Die Behandlung des in Deutschland und anderen Indus­trie­ländern häufig diagnos­ti­zierten Harnbla­sen­kar­zinoms wird dadurch erschwert, dass für fortge­schrittene Tumore kaum wirksame Medika­mente zur Verfügung stehen und selbst Tumore früher Stadien zwar chirur­gisch entfernt werden können, jedoch sehr häufig an anderen Stellen der Harnblase wieder­kehren. Ursächlich für die Entstehung des Harnbla­sen­kar­zinoms sind schon länger bekannte Störungen in verschie­denen zellu­lären Kontroll­sys­temen, besonders in der Regulation des Zellzyklus. Bei der syste­ma­ti­schen Unter­su­chung der geneti­schen Verän­de­rungen in den letzten Jahren wurde zudem beobachtet, dass fast alle Harnbla­sen­kar­zinome Mutationen aufweisen, die epige­ne­tische Regula­tor­pro­teine inakti­vieren, am häufigsten die Proteine UTX und MLL2. Allgemein ermög­lichen epige­ne­tische Regula­ti­ons­pro­zesse die Entstehung von ganz unter­schied­lichen Zellarten, beispiels­weise Leber- oder Harnbla­sen­zellen, obwohl deren Erbgut identisch ist. Speziell die beiden epige­ne­ti­schen Regula­toren UTX und MLL2 wirken gewöhnlich zusammen, um bei der Diffe­ren­zierung von Zellen aus Stamm­zellen den neuen Aktivi­täts­zu­stand des Genoms stabil einzustellen.

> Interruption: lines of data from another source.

PR #41, opened 2026-08-22
Fix links pagination overflow for large datasets

imajus:
## Problem

The links pagination breaks the layout with a large number of links.

Screenshot From 2026-08-22 21-03-37

## Summary

- Render a compact seven-item pagination window with ellipses instead of one button per page.
- Preserve first, current, nearby, previous, next, and last-page navigation.
- Wrap the paginator and keep its controls contained at mobile widths.
- Mark the active page with aria-current and cover the pagination window with unit tests.

## Testing

- Targeted pagination and links-page tests: 17 passed.
- TypeScript check: passed.
- Playwright verification with 4,700 links at desktop and 375 px mobile widths: no horizontal page or control overflow.

### DIFF
--- a/src/__tests__/unit/links-pagination.test.ts
+++ b/src/__tests__/unit/links-pagination.test.ts
@@ -1,0 +1,39 @@
+// Copyright 2026 Oddbit (https://oddbit.id)
+// SPDX-License-Identifier: Apache-2.0
+
+import { describe, expect, it } from "vitest";
+import { paginationItems } from "../../pages/links";
+
+describe("links pagination window", () => {
+  it("shows every page when the result fits in the compact window", () => {
+    expect(paginationItems(1, 7)).toEqual([1, 2, 3, 4, 5, 6, 7]);
+  });
+
+  it("keeps the first pages and last page visible near the start", () => {
+    expect(paginationItems(1, 188)).toEqual([1, 2, 3, 4, 5, "ellipsis", 188]);
+  });
+
+  it("centers the current page between stable first and last links", () => {
+    expect(paginationItems(94, 188)).toEqual([
+      1,
+      "ellipsis",
+      93,
+      94,
+      95,
+      "ellipsis",
+      188,
+    ]);
+  });
+
+  it("keeps the first page and last pages visible near the end", () => {
+    expect(paginationItems(188, 188)).toEqual([
+      1,
+      "ellipsis",
+      184,
+      185,
+      186,
+      187,
+      188,
+    ]);
+  });
+});
--- a/src/pages/links.tsx
+++ b/src/pages/links.tsx
@@ -19,6 +19,43 @@ function formatDate(ts: number, lang: string): string {
 
 export type LinksFilter = "active" | "disabled" | "all";
 
+export type PaginationItem = number | "ellipsis";
+
+export function paginationItems(
+  currentPage: number,
+  totalPages: number,
+): PaginationItem[] {
+  if (totalPages <= 7) {
+    return Array.from({ length: totalPages }, (_, index) => index + 1);
+  }
+
+  if (currentPage <= 4) {
+    return [1, 2, 3, 4, 5, "ellipsis", totalPages];
+  }
+
+  if (currentPage >= totalPages - 3) {
+    return [
+      1,
+      "ellipsis",
+      totalPages - 4,
+      totalPages - 3,
+      totalPages - 2,
+      totalPages - 1,
+      totalPages,
+    ];
+  }
+
+  return [
+    1,
+    "ellipsis",
+    currentPage - 1,
+    currentPage,
+    currentPage + 1,
+    "ellipsis",
+    totalPages,
+  ];
+}
+
 type Props = {
   links: LinkWithSlugs[];
   sort: string;
@@ -274,13 +311,16 @@ export const LinksPage: FC<Props> = ({
                 >
                   <span class="icon icon-sm">chevron_left</span>
                 </a>
-                {Array.from({ length: totalPages }, (_, i) => i + 1).map(
-                  (p) => (
+                {paginationItems(currentPage, totalPages).map((item) =>
+                  item === "ellipsis" ? (
+                    <span class="page-ellipsis" aria-hidden="true">…</span>
+                  ) : (
                     <a
-                      class={`page-btn${p === currentPage ? " active" : ""}`}
-                      href={pageUrl(p)}
+                      class={`page-btn${item === currentPage ? " active" : ""}`}
+                      href={pageUrl(item)}
+                      aria-current={item === currentPage ? "page" : undefined}
                     >
-                      {p}
+                      {item}
                     </a>
                   ),
                 )}
--- a/src/styles.ts
+++ b/src/styles.ts
@@ -476,13 +476,14 @@ select.form-input { appearance: none; -webkit-appearance: none; padding-right: 2
 .link-disabled { opacity: 0.5; }
 .disabled-badge { display: inline-flex; align-items: center; gap: 0.2rem; background: var(--color-danger); color: var(--color-danger-foreground); font-size: 0.65rem; font-weight: 700; padding: 0.15rem 0.5rem; border-radius: var(--radius-md); text-transform: uppercase; letter-spacing: 0.05em; }
 .link-date { font-size: 0.7rem; color: var(--color-text-muted); margin-top: 0.2rem; }
-.pagination { display: flex; align-items: center; justify-content: space-between; gap: 1rem; margin-top: 1.4rem; padding: 0.75rem 0; }
+.pagination { display: flex; align-items: center; justify-content: space-between; flex-wrap: wrap; gap: 1rem; margin-top: 1.4rem; padding: 0.75rem 0; }
 .pagination-summary { font-size: 0.78rem; color: var(--color-text-muted); font-variant-numeric: tabular-nums; }
-.pagination-pages { display: flex; gap: 0.25rem; }
+.pagination-pages { display: flex; align-items: center; gap: 0.25rem; max-width: 100%; }
 .page-btn { background: transparent; border: 2px solid var(--color-border); border-radius: var(--radius-md); color: var(--color-text-muted); font-family: var(--font-family-body); font-size: 0.8rem; font-weight: 600; padding: 0.3rem 0.6rem; cursor: pointer; transition: all 0.2s; min-width: 2rem; text-align: center; text-decoration: none; display: inline-flex; align-items: center; justify-content: center; }
 .page-btn:hover { border-color: var(--color-text-muted); color: var(--color-text); }
 .page-btn.active { border-color: var(--color-accent); color: var(--color-accent); }
 .page-btn:disabled, .page-btn.disabled { opacity: 0.3; cursor: default; pointer-events: none; }
+.page-ellipsis { display: inline-flex; align-items: center; justify-content: center; min-width: 1.5rem; color: var(--color-text-subtle); font-size: 0.8rem; }
 .per-page { display: flex; align-items: center; gap: 0.5rem; font-size: 0.78rem; color: var(--color-text-muted); }
 .per-page-label { font-size: 0.78rem; color: var(--color-text-muted); }
 .per-page-select { min-width: 4rem; }
@@ -840,7 +841,9 @@ select.form-input { appearance: none; -webkit-appearance: none; padding-right: 2
   .filter-chip { flex: 1; justify-content: center; }
   .settings-layout { flex-direction: column !important; }
   .settings-layout > div:last-child { max-width: 100% !important; }
-  .pagination { flex-wrap: wrap; gap: 0.5rem; justify-content: center; }
+  .pagination { gap: 0.5rem; justify-content: center; }
+  .pagination-pages { order: 3; width: 100%; justify-content: center; overflow-x: auto; }
+  .page-btn { padding-inline: 0.45rem; }
   .bundle-grid { grid-template-columns: 1fr; }
   .detail-analytics { grid-template-columns: 1fr; }
   .bundle-link-head { gap: 0.5rem; }


DennisAlund (commented):
Reviewed the compact-window logic and it holds up. I traced the branch boundaries: no case produces a single-page ellipsis, because the `<= 7` early return absorbs every total the three branches would otherwise mishandle, and the output is always exactly seven items. `page-btn` markup lives in one place, so this covers every paginated view in the admin UI. The tests add without touching existing ones, which matches our testing rule.

Five things below. The first three break the mobile case this PR sets out to fix, so I'd land them before merge.

One judgment call I am not asking you to change: the literal `…` in JSX sits against our i18n rule, but it is an `aria-hidden` decorative glyph rather than copy. Leaving it is fine by me.

The review also surfaced problems that predate this PR and are ours, not yours: the prev/next chevrons have no accessible name (`linkDetail.prevPage` and `linkDetail.nextPage` already exist in the locale files and go unused), the disabled chevrons stay keyboard-focusable with `href="#"`, the paginator renders for single-page results because its guard tests the unfiltered count against a hardcoded `25`, and the page still loads and delta-enriches every row per request with no SQL LIMIT/OFFSET. That last one is the real cost of the 4,700-link case: the paginator stops overflowing, but the next symptom is CPU limits. Filed as separate issues.

Heads-up on overlap: #42 touches `buildUrl` in this same file to preserve the `search` param across pagination. Different region, so I don't expect a textual conflict, but whichever lands second is worth a re-run.

src/styles.ts
```diff
@@ -840,7 +841,9 @@ select.form-input { appearance: none; -webkit-appearance: none; padding-right: 2
   .filter-chip { flex: 1; justify-content: center; }
   .settings-layout { flex-direction: column !important; }
   .settings-layout > div:last-child { max-width: 100% !important; }
-  .pagination { flex-wrap: wrap; gap: 0.5rem; justify-content: center; }
+  .pagination { gap: 0.5rem; justify-content: center; }
+  .pagination-pages { order: 3; width: 100%; justify-content: center; overflow-x: auto; }
```
DennisAlund, line 845: `justify-content: center` and `overflow-x: auto` on the same element leaves the start edge unreachable. A centered flex container that overflows pushes content past its start edge, and browsers expose no scroll range in that direction, so the `1` button and the first ellipsis clip off-screen with no way to scroll or tab back to them. Reproduces at 320px, and at wider widths once text zoom reaches 150%.

Set `justify-content: flex-start` on the scroll container and center the content with `margin: auto` on the children, or use `justify-content: safe center`.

Die Inakti­vierung des Regula­tor­pro­teins UTX in normalen Urothel­zellen kann über die Anrei­cherung von Stamm­zellen, nachge­wiesen über den Marker KRT 14, die Entstehung von Harnbla­sen­tu­moren fördern. Norma­ler­weise weisen nur etwa 15 Prozent aller Urothel­zellen den Stamm­zell­marker KRT14 auf (in den mikro­sko­pi­schen Aufnahmen rot gefärbt; alle Zellen sind mit Phalloidin grün gefärbt); diese Zellen sind zudem kleiner. Nach Herab­re­gu­lation von UTX mittels sogenannter small inter­fering RNA (siRNA) steigt ihr Anteil nach 4 Tagen bis auf 80 Prozent (untere Grafik). siRNA sind kleine RNA-Moleküle, mit denen sich die Expression bestimmter Gene im Experiment vorüber­gehend ausschalten lässt. Bildrechte: A. Lang, W. A. Schulz et. al. 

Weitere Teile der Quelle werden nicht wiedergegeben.